BEGIN Given records

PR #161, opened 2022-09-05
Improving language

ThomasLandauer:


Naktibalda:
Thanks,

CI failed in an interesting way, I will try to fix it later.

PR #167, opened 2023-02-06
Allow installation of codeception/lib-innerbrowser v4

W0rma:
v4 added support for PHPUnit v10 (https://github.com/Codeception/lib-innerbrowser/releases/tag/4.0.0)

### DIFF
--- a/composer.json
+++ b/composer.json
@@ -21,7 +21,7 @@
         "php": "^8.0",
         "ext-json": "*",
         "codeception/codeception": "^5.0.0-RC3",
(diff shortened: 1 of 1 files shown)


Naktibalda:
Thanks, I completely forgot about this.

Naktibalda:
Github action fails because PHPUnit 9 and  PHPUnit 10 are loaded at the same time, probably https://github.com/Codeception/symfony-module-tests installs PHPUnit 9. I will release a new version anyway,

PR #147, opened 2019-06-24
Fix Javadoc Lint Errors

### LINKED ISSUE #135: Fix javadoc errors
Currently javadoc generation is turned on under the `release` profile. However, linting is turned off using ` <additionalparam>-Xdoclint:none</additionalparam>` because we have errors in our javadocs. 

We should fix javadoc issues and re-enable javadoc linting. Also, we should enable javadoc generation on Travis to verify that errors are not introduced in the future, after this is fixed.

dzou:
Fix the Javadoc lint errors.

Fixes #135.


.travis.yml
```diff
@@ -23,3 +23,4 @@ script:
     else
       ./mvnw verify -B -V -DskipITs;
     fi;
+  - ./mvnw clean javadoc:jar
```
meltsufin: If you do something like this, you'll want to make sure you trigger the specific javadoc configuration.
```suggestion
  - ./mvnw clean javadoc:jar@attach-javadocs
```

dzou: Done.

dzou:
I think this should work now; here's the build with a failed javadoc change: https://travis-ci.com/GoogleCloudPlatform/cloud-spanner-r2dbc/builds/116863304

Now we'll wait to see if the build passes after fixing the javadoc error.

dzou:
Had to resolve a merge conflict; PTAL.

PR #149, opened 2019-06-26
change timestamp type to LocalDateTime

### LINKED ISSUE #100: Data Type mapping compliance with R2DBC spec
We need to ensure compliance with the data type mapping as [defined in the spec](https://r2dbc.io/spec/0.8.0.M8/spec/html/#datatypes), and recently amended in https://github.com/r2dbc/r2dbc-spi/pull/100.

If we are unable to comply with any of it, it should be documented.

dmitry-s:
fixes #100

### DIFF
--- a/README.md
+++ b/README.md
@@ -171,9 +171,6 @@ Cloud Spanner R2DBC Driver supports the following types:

END Given records

Work instructions:
Among the entries above, how many lines hold the string "will"? Answer with the number only.

Your solution:
2